4a. The most common consequence of the rule above is that the name of a
registered-and-active domain *cannot* own a CNAME. This is because a
registered-and-active domain is a *zone* which means it has at least an
SOA record and at least 1 -- preferably more -- NS records. The
CNAME can't co-exist with these.

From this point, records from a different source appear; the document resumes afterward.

PR #11923, opened 2021-11-02
Abort workflow button with prompt

siemiatj:
Modified the ConfirmButton to be more reusable. Also we couldn't confirm the workflow so fixed this as well and fetched the applications on app init.

Had to change target and got tons of conflicts so decided to just create a new PR. Here's the old one:
https://github.com/metasfresh/metasfresh/pull/11889

### DIFF
--- a/misc/services/mobile-webui/mobile-webui-frontend/src/reducers/headers.js
+++ b/misc/services/mobile-webui/mobile-webui-frontend/src/reducers/headers.js
@@ -10,6 +10,8 @@ export const initialState = {
   ],
 };
 
+const launchersUrlRegExp = /\/launchers\/[A-Z]\w+/gi;
+
 export default function reducer(state = initialState, action) {
   const { payload } = action;
 
@@ -48,11 +50,18 @@ export default function reducer(state = initialState, action) {
         location: { pathname },
       } = payload;
 
-      const newEntries = removeEntries({
-        entriesArray: state.entries,
-        startLocation: pathname,
-        inclusive: false,
-      });
+      let newEntries = null;
+
+      // clear header on main urls
+      if (pathname === '/' || launchersUrlRegExp.test(pathname)) {
+        newEntries = [...initialState.entries];
+      } else {
+        newEntries = removeEntries({
+          entriesArray: state.entries,
+          startLocation: pathname,
+          inclusive: false,
+        });
+      }
 
       // console.log('@@router/LOCATION_CHANGE: pathname=%o', pathname);
       // console.log('@@router/LOCATION_CHANGE=>newEntries:', newEntries);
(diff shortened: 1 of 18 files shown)


petrican (approved):
I saw reselect pkg is used. I have nothing against that due to its benefits. But I also saw that we are using lodash. Was wondering if we could not achieve the findings without even using it with just raw JS. You see the goal is to keep the bundle as thin as possible even lodash adds some extra weight. Other than that looks lgtm. Thanks

misc/services/mobile-webui/mobile-webui-frontend/src/reducers/headers.js
```diff
@@ -48,11 +50,18 @@ export default function reducer(state = initialState, action) {
...
 
-      const newEntries = removeEntries({
-        entriesArray: state.entries,
-        startLocation: pathname,
-        inclusive: false,
-      });
+      let newEntries = null;
+
+      // clear header on main urls
+      if (pathname === '/' || launchersUrlRegExp.test(pathname)) {
```
teosarca, line 56: cant we get rid of hardcoded lauchersUrlRegex?

siemiatj:
> I saw reselect pkg is used. I have nothing against that due to its benefits. But I also saw that we are using lodash. Was wondering if we could not achieve the findings without even using it with just raw JS. You see the goal is to keep the bundle as thin as possible even lodash adds some extra weight. Other than that looks lgtm. Thanks

You are aware, that babel-core uses lodash internally ?

misc/services/mobile-webui/mobile-webui-frontend/src/reducers/headers.js
siemiatj: Not really, no. Unless we want to have the header persist:

Screenshot 2021-11-03 at 18 42 32

Maybe it worked before when we had the launchers screen at `/`, but now it's `/launchers/<appId>`, and there's also the app selection screen. I tried changing the initialState's entry to what we use right now but it's not working. So I expect there's more digging needed to get this to work the same way it did before. That's why I think this approach is easier.

petrican:
> > I saw reselect pkg is used. I have nothing against that due to its benefits. But I also saw that we are using lodash. Was wondering if we could not achieve the findings without even using it with just raw JS. You see the goal is to keep the bundle as thin as possible even lodash adds some extra weight. Other than that looks lgtm. Thanks
> 
> You are aware, that babel-core uses lodash internally ?

Yep. Not much we can do about it.

misc/services/mobile-webui/mobile-webui-frontend/src/reducers/headers.js
teosarca: understand

teosarca:
@siemiatj  let's integrate it as it is now and improve later.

So, for example, as much as I might
prefer to make "chrysler.com" an alias for some other name, I can't.
Because I wanted that name to resolve to an address, I had to add an A
record specifically for that purpose, rather than a CNAME. What many
folks do to reduce maintenance and remove the reverse-record ambiguity is
add an A record for the name of the domain itself, and then make any
other names which should resolve to the same address aliases for it, e.g.
make www.example.com an alias for example.com, and so on and so forth for
mail.example.com, ftp.example.com, etc. if they all happen to be names
for the same machine.

5. Any name that is on the righthand side of a DNS resource record must
*not* be an alias (that is, a name which owns a CNAME). It should be a
"canonical" name , i.e. in most cases it should be a name which owns an
A record. This rule usually crops up in the context of people trying
(unsuccessfully) to use aliases as MX or NS targets.


- Kevin

bind at timmy.ws wrote:

> when i set up a zone file, I usually use A records for most of the DNS
> names; is this ok to do?
>
> i.e:
>
> domain.com.     IN  A   1.2.3.4
> www             IN  A   1.2.3.4
> ftp             IN  A   1.2.3.4
>
> is it okay to give the same machine multiple A records, or should I
> use CNAME RRs? I've been hearing some bad stuff about CNAME usage, and
> it's apparently not possible to use multiple CNAMES in BIND 9.x.